What is this nonsense?

Take them to Wild Wadi, you'll never get them to leave.


----------



## Anabelle (Dec 5, 2011)

Hi there,

My boys are 9,7 & 5. When it's too hot to be out they love ice skating at Dubai Mall, Magic Planet at Mall of the Emirates, hiring go-karts at Creek park after 4pm when it's cooler and just generally running around in any parks - there are loads all over Dubai! You really can't go wrong with a waterpark and there's Wild Wadi or Aquaventure at the Atlantis to name a couple. Mine love the Burj Khalifa at night when it's all lit up just outside Dubai Mall, and the "dancing fountain" show at the same place every half hour from 6pm. That's just for starters - there's loads to do with kids here indoors and out.

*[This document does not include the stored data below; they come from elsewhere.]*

PR #734, opened 2022-02-23
fix: change versioning from v20220127-v0.22.0-79-gafb1d75ce to v0.22.0

eminaktas:
Currently, Descheduler version is being recorded as v20220127-v0.22.0-79-gafb1d75ce. This commit changes it to v0.22.0

Signed-off-by: Emin Aktas <emin.aktas@trendyol.com>
Co-authored-by: Fatih Sarhan <fatih.sarhan@trendyol.com>
Co-authored-by: Necatican Yildirim <necatican.yildirim@trendyol.com>

### DIFF
--- a/Makefile
+++ b/Makefile
@@ -15,14 +15,14 @@
 .PHONY: test
 
 # VERSION is based on a date stamp plus the last commit
-VERSION?=v$(shell date +%Y%m%d)-$(shell git describe --tags --match "v*")
+VERSION?=$(shell git describe --tags --match "v*" --abbrev=0)
 BRANCH?=$(shell git branch --show-current)
 SHA1?=$(shell git rev-parse HEAD)
-BUILD=$(shell date +%FT%T%z)
+BUILD_DATE=$(shell date +%FT%T%z)
 LDFLAG_LOCATION=sigs.k8s.io/descheduler/pkg/version
 ARCHS = amd64 arm arm64
 
-LDFLAGS=-ldflags "-X ${LDFLAG_LOCATION}.version=${VERSION} -X ${LDFLAG_LOCATION}.buildDate=${BUILD} -X ${LDFLAG_LOCATION}.gitbranch=${BRANCH} -X ${LDFLAG_LOCATION}.gitsha1=${SHA1}"
+LDFLAGS=-ldflags "-X ${LDFLAG_LOCATION}.version=${VERSION} -X ${LDFLAG_LOCATION}.buildDate=${BUILD_DATE} -X ${LDFLAG_LOCATION}.gitbranch=${BRANCH} -X ${LDFLAG_LOCATION}.gitsha1=${SHA1}"
 
 GOLANGCI_VERSION := v1.43.0
 HAS_GOLANGCI := $(shell ls _output/bin/golangci-lint 2> /dev/null)


damemi (commented):
@eminaktas curious if you could explain more what is the use case for this? Afaik, this format is used to uniquely identify the automated builds that happen after each PR merge (https://console.cloud.google.com/gcr/images/k8s-staging-descheduler/GLOBAL/descheduler)

/ok-to-test

eminaktas:
> @eminaktas curious if you could explain more what is the use case for this? Afaik, this format is used to uniquely identify the automated builds that happen after each PR merge (https://console.cloud.google.com/gcr/images/k8s-staging-descheduler/GLOBAL/descheduler)
> 
> /ok-to-test

Thanks for sharing that part. I think we should separate the versioning since when the actual releases are taken the version is being shown as this `v20220127-v0.22.0-79-gafb1d75ce`.

Also, I was about to create another bug. With the latest image, the version is also wrong. This is what I see when I run the app.

```
v20220127-v0.22.0-79-gafb1d75ce
```

```bash
crane digest k8s.gcr.io/descheduler/descheduler:v0.23.0
sha256:1a40adaa9b92624d09fee9e8611f0177949949c6f2fa633e43457eec96860c65
```

damemi:
@eminaktas yeah the `VERSION` is just the git tag, I create that tag from the master branch when I published the release through Github's UI (which should do the same thing, I'm assuming, see https://github.com/kubernetes-sigs/descheduler/tree/v0.23.0)

It would be nice to figure out why our git tag seems 1 version behind

damemi:
@eminaktas the process for publishing the images involves manually taking the most recent SHA and updating it in the `images.yaml` file you linked. I made that change in this PR: https://github.com/kubernetes/k8s.io/pull/3344

That PR merged on Feb 3, which is when (and how) the tag you're referring to was published (`v20220203-v0.23.0`). So, that is actually the image tag *created* by the promotion process (see https://console.cloud.google.com/gcr/images/k8s-artifacts-prod/us/descheduler/descheduler, the SHA of the most recent `prod` matches what you're pointing to from `staging`.

Maybe this could be fixed in the future by tagging the release before starting the image promotion, but I think this will still require a change to merge to the new tag in order for the automated build to pick it up and provide us with a SHA from the new tag to promote.

There's more details on how this promotion works in https://github.com/kubernetes/k8s.io/tree/main/k8s.gcr.io#staging-repos, if you are interested

eminaktas:
@damemi 
We have to change this before the new release. I will try to help you with tihs. 

I still believe the images are somehow messed up. I mean that if you check the shas and the dates along with tags the images shas are the same. Somehow the prod has the wrong image. You can see it in the screenshots below.

first
Screenshot is taken from [here](https://console.cloud.google.com/gcr/images/k8s-staging-descheduler/GLOBAL/descheduler).

second
Screenshot is taken from [here](https://console.cloud.google.com/gcr/images/k8s-artifacts-prod/us/descheduler/descheduler).

damemi:
@eminaktas my point above was that the prod `v0.23` image is pointing to a `v0.22` SHA in staging because we need to provide an existing SHA in order to create the prod `v0.23` image. So updating images.yaml doesn't fix the problem.

I think for the next release we can try tagging the Git branch before doing the image promotion so that we can provide a staging SHA that is git-tagged with `v0.24`. Previously, I've been waiting until the prod image was promoted so that we can tag the branch when we publish the [release on Github](https://github.com/kubernetes-sigs/descheduler/releases/tag/v0.23.0) (https://docs.github.com/en/repositories/releasing-projects-on-github/managing-releases-in-a-repository#creating-a-release is what I usually follow)

I don't know if there is a good way to fix this for the existing release without just publishing a new patch version. We could see if it's possible to update the shas that are pointed to in images.yaml to promote a new image that points to the existing promoted image

damemi:
@eminaktas based on the discussion above, I think the fix for this is more based on the order of steps in our release process (ie, ensuring that the images get tagged at the right time). Based on that, are you ok closing this PR? I don't think we should drop the timestamp versioning since it is used to differentiate individual automatic builds

eminaktas:
@damemi
Thanks for reminding me this PR. I couldn't work on this PR and the release process. But I aggree with you. If we remove the timestamp, we will probably need a way to name the images in a different way. Consequently, I am closing it now. If I find a better idea, I'll bring it up 🤓

PR #316, opened 2020-06-03
Fix 'make gen' target outside of GOPATH

pmundt:
When running 'make gen' outside of a GOPATH, it fails to update the
generated files in-place, and further gets confused, as it's unable
to locate the working descheduler directory.

The update tools further cannot handle an absolute path for the
package imports, so this must be relative to the OS_ROOT. Output
files must further be written in place, which doesn't work if
one has both an active GOPATH and is working on descheduler outside
of it. This is addressed by specifying the output base, which maps
properly for both the in-GOPATH and out-of-GOPATH cases.

This resolves #313.

PR #777, opened 2022-03-23
Add RemovePodsViolatingNodeTaints taint exclusion

### LINKED ISSUE #772: Add support for ignorelisting taints considered by RemovePodsViolatingNodeTaints

When a node pressure taint is applied to a node (e.g. `node.kubernetes.io/disk-pressure`), the `RemovePodsViolatingNodeTaints` strategy will deschedule pods that don't tolerate the node pressure taint. We would rather wait for such situations to be resolved by a [node pressure eviction](https://kubernetes.io/docs/concepts/scheduling-eviction/node-pressure-eviction/) to avoid unnecessary disruptions.

To address the problem described above (but with a more general solution) we propose the following: 

The `RemovePodsViolatingNodeTaints` strategy should support an ignorelist of taints. Pods that don't tolerate ignore-listed taints would not be considered for RemovePodsViolatingNodeTaints descheduling (unless other non-ignorelisted taints were also not tolerated).

We've considered disabling the RemovePodsViolatingNodeTaints strategy, but we would prefer to keep it in place to handle non-node-pressure taints.

descheduler version: [v0.23.1](https://github.com/kubernetes-sigs/descheduler/releases/tag/v0.23.1)

JacobHenner:
Add taint exclusion to RemovePodsViolatingNodeTaints. This permits node
taints to be ignored by allowing users to specify ignored taint keys or
ignored taint key=value pairs.

Fixes #772

### DIFF
--- a/pkg/api/types.go
+++ b/pkg/api/types.go
@@ -89,6 +89,7 @@ type StrategyParameters struct {
 	LabelSelector                     *metav1.LabelSelector
 	NodeFit                           bool
 	IncludePreferNoSchedule           bool
+	ExcludedTaints                    []string
 }
 
 type Percentage float64
--- a/pkg/descheduler/strategies/node_taint.go
+++ b/pkg/descheduler/strategies/node_taint.go
@@ -55,12 +55,15 @@ func RemovePodsViolatingNodeTaints(ctx context.Context, client clientset.Interfa
 		return
 	}
 
-	var includedNamespaces, excludedNamespaces sets.String
+	var includedNamespaces, excludedNamespaces, excludedTaints sets.String
 	var labelSelector *metav1.LabelSelector
 	if strategy.Params != nil {
 		if strategy.Params.Namespaces != nil {
 			includedNamespaces = sets.NewString(strategy.Params.Namespaces.Include...)
 			excludedNamespaces = sets.NewString(strategy.Params.Namespaces.Exclude...)
+		}
+		if strategy.Params.ExcludedTaints != nil {
+			excludedTaints = sets.NewString(strategy.Params.ExcludedTaints...)
 		}
 		labelSelector = strategy.Params.LabelSelector
 	}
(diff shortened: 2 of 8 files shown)


pkg/api/types.go
```diff
@@ -89,6 +89,7 @@ type StrategyParameters struct {
 	LabelSelector                     *metav1.LabelSelector
 	NodeFit                           bool
 	IncludePreferNoSchedule           bool
+	ExcludedTaints                    []string
```
ingvagabund, line 92: `pkg/apis/v1alpha1/types.go` needs to be updated as well since we [convert v1alpha1 into the internal](https://github.com/kubernetes-sigs/descheduler/blob/master/pkg/descheduler/policyconfig.go#L50) + running the deepcopy/conversion generators

ingvagabund (changes requested):
One nit, the rest looks great!!! Thank You for noticing this and fixing it right away.

pkg/api/types.go
JacobHenner: I've updated v1alpha1/types.go, but `make gen` doesn't seem to be modifying the auto-generated files. I'll look into this.

JacobHenner: Pushed the auto-generated changes - the issue was https://github.com/kubernetes-sigs/descheduler/pull/316.

pkg/descheduler/strategies/node_taint.go
```diff
@@ -89,10 +99,14 @@ func RemovePodsViolatingNodeTaints(ctx context.Context, client clientset.Interfa
 		return
 	}
 
-	taintFilterFnc := func(taint *v1.Taint) bool { return taint.Effect == v1.TaintEffectNoSchedule }
+	excludeTaint := func(taint *v1.Taint) bool {
```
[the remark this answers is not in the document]
JacobHenner: Sure, done.

ingvagabund:
@JacobHenner much appreciated
/approve
/lgtm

My boys were all devastated to be leaving friends and family at home. A couple of weeks of being unsettled and that was that. Now they don't ever want to live in the UK again so don't worry about them settling. Kids are much more adaptable than we give them credit for.


----------



## Sevenoaks1 (Mar 22, 2012)

Fantastic info, thanks. Must say I'm excited now as well. Sounds as if there is more than enough to keep them entertained inside and out!


----------



## weediamond (Mar 31, 2012)

Sevenoaks1 said:


> Fantastic info, thanks. Must say I'm excited now as well. Sounds as if there is more than enough to keep them entertained inside and out!


Me too ! Very excited. Thanks for all the advice guys. At the mo my 7 year old thinks it will just be a far away holiday but sounds promising so I think he will be happy to go and live there


----------



## Confiture (Jan 9, 2011)

Ours are 7 and 4 and they have a lot of school clubs and activities so finding a good school (without a huge waiting list!) will be #1 priority as this may also have a bearing on where you live.

At the weekends, and school holidays, the advice above is pretty much spot on.

Outside of the hot Summer Months, Safa Park is a great family day out for a picnic etc.

We're off to Al Ain Zoo at the weekend for the first time.


----------



## Pink Fairie (Sep 9, 2011)

Gavtek said:


> What is this nonsense?
> 
> .


What??


----------



## Pink Fairie (Sep 9, 2011)

Gavtek said:


> Take them to Wild Wadi, you'll never get them to leave.


it might be too hot for wild wadi!


----------



## Confiture (Jan 9, 2011)

It's never too hot for wild wadi....


----------



## Pink Fairie (Sep 9, 2011)

Confiture said:


> It's never too hot for wild wadi....


He he he


----------



## Gavtek (Aug 23, 2009)

Pink Fairie said:


> What??


If I ever hear anyone say "amazeballs" I will literally poke them in the eye.


----------



## Pink Fairie (Sep 9, 2011)

Gavtek said:


> If I ever hear anyone say "amazeballs" I will literally poke them in the eye.


each to there own, I'm not as judgmental as you seem to be and I reckon people can talk as they please, so can I...deal with it or jog on.... Thanks!


----------



## Gavtek (Aug 23, 2009)

Pink Fairie said:


> each to there own, I'm not as judgmental as you seem to be and I reckon people can talk as they please, so can I...deal with it or jog on.... Thanks!


Brilljugs.


----------



## Pink Fairie (Sep 9, 2011)

Gavtek said:


> Brilljugs.


Lol


----------